> **Dataset records**
━━━━━━━━━━━━━━━━━━━━

PR #5063, opened 2026-08-19
feat(layerx1): add LayerX1 provider with 32 models

ATOM00blue:
Adds **LayerX1** ([layerx1.com](https://layerx1.com) · [docs](https://docs.layerx1.com)) as a provider.

LayerX1 is an OpenAI-compatible multi-model gateway. The same key also serves the
Anthropic Messages and OpenAI Responses wires, so `@ai-sdk/openai-compatible` +
`api` is the right entry.

### Contents

- `provider.toml` — `LAYERX1_API_KEY`, `api = https://api.layerx1.com/v1`
- `logo.svg` — `currentColor` only, no hardcoded colors, no fixed `width`/`height`, square `viewBox`
- 32 model TOMLs under `models/`

### How the model files were authored

LayerX1 hosts models it did not create, so **every file uses `base_model`** against
the existing lab entry and is override-only. No lab metadata (`name`,
`description`, dates, `open_weights`, matching `limit`/`modalities`) is restated.

Provider-authored fields are `cost` and `reasoning_options`. Beyond those, the only
values present are genuine deltas where LayerX1's published capability differs from
the lab entry — a smaller served context, or a text-only lane for a model that is
multimodal upstream.

Costs come from the live catalog at `https://api.layerx1.com/v1/models`
(`pricing_usd_per_mtok`), with `cached_input` mapped to `cache_read`.

### `reasoning_options`

These are uniform across the reasoning models, which is intentional rather than
copy-paste. The gateway normalizes every backend onto a single neutral effort
ladder — `none | minimal | low | medium | high | max` — and exposes reasoning
*visibility* separately through `include_reasoning`, independent of effort.
Anthropic-style token budgets are accepted and translated onto the same control.
So the surface a caller sees does not vary per backend:

```toml
reasoning_options = [
  { type = "toggle" },
  { type = "effort", values = ["none", "minimal", "low", "medium", "high", "max"] },
  { type = "budget_tokens" },
]
```

`xhigh` is deliberately absent — the schema permits it but LayerX1 does not
implement it, and the ladder is a documented API surface rather than an inference.

### Deliberately not included

- **7 embedding models** (BGE family, `embeddinggemma-300m`, `qwen3-embed-0.6b`,
  `plamo-embed-1b`). These need lab entries that don't exist yet — there is no
  `models/baai/` at all. Happy to open a follow-up PR authoring complete lab
  metadata for those rather than bundle it here.
- **2 models** whose upstream identity I could not establish with confidence.
  Left out rather than guessed at a `base_model`.

### Validation

`bun validate` passes, and `layerx1` resolves with all 32 models.

### Offer

LayerX1's `/v1/models` is a rich catalog endpoint — it returns pricing, context
window, capabilities, and per-model reasoning support, and it is authoritative
about removals. That fits the sync-module criteria in `sync.md`, so if you'd
prefer this entry be sync-maintained rather than hand-authored, I'm glad to add
the module in a follow-up.

### DIFF
--- a/providers/layerx1/logo.svg
+++ b/providers/layerx1/logo.svg
@@ -1,0 +1,9 @@
+<svg xmlns="http://www.w3.org/2000/svg" viewBox="0 0 64 64" fill="currentColor">
+  <title>LayerX1</title>
+  <path d="M32 5V59" fill="none" stroke="currentColor" stroke-width="3"/>
+  <path d="M11 21L32 13L53 21L32 29L11 21Z" fill="none" stroke="currentColor" stroke-width="2.5"/>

━━━━━━━━━━━━━━━━━━━━

> **Task brief**
Each line of the data is to be retyped exactly.

> **Task solution**
PR #5063, opened 2026-08-19
feat(layerx1): add LayerX1 provider with 32 models

ATOM00blue:
Adds **LayerX1** ([layerx1.com](https://layerx1.com) · [docs](https://docs.layerx1.com)) as a provider.

LayerX1 is an OpenAI-compatible multi-model gateway. The same key also serves the
Anthropic Messages and OpenAI Responses wires, so `@ai-sdk/openai-compatible` +
`api` is the right entry.

### Contents

- `provider.toml` — `LAYERX1_API_KEY`, `api = https://api.layerx1.com/v1`
- `logo.svg` — `currentColor` only, no hardcoded colors, no fixed `width`/`height`, square `viewBox`
- 32 model TOMLs under `models/`

### How the model files were authored

LayerX1 hosts models it did not create, so **every file uses `base_model`** against
the existing lab entry and is override-only. No lab metadata (`name`,
`description`, dates, `open_weights`, matching `limit`/`modalities`) is restated.

Provider-authored fields are `cost` and `reasoning_options`. Beyond those, the only
values present are genuine deltas where LayerX1's published capability differs from
the lab entry — a smaller served context, or a text-only lane for a model that is
multimodal upstream.

Costs come from the live catalog at `https://api.layerx1.com/v1/models`
(`pricing_usd_per_mtok`), with `cached_input` mapped to `cache_read`.

### `reasoning_options`

These are uniform across the reasoning models, which is intentional rather than
copy-paste. The gateway normalizes every backend onto a single neutral effort
ladder — `none | minimal | low | medium | high | max` — and exposes reasoning
*visibility* separately through `include_reasoning`, independent of effort.
Anthropic-style token budgets are accepted and translated onto the same control.
So the surface a caller sees does not vary per backend:

```toml
reasoning_options = [
  { type = "toggle" },
  { type = "effort", values = ["none", "minimal", "low", "medium", "high", "max"] },
  { type = "budget_tokens" },
]
```

`xhigh` is deliberately absent — the schema permits it but LayerX1 does not
implement it, and the ladder is a documented API surface rather than an inference.

### Deliberately not included

- **7 embedding models** (BGE family, `embeddinggemma-300m`, `qwen3-embed-0.6b`,
  `plamo-embed-1b`). These need lab entries that don't exist yet — there is no
  `models/baai/` at all. Happy to open a follow-up PR authoring complete lab
  metadata for those rather than bundle it here.
- **2 models** whose upstream identity I could not establish with confidence.
  Left out rather than guessed at a `base_model`.

### Validation

`bun validate` passes, and `layerx1` resolves with all 32 models.

### Offer

LayerX1's `/v1/models` is a rich catalog endpoint — it returns pricing, context
window, capabilities, and per-model reasoning support, and it is authoritative
about removals. That fits the sync-module criteria in `sync.md`, so if you'd
prefer this entry be sync-maintained rather than hand-authored, I'm glad to add
the module in a follow-up.

### DIFF
--- a/providers/layerx1/logo.svg
+++ b/providers/layerx1/logo.svg
@@ -1,0 +1,9 @@
+<svg xmlns="http://www.w3.org/2000/svg" viewBox="0 0 64 64" fill="currentColor">
+  <title>LayerX1</title>
+  <path d="M32 5V59" fill="none" stroke="currentColor" stroke-width="3"/>
+  <path d="M11 21L32 13L53 21L32 29L11 21Z" fill="none" stroke="currentColor" stroke-width="2.5"/>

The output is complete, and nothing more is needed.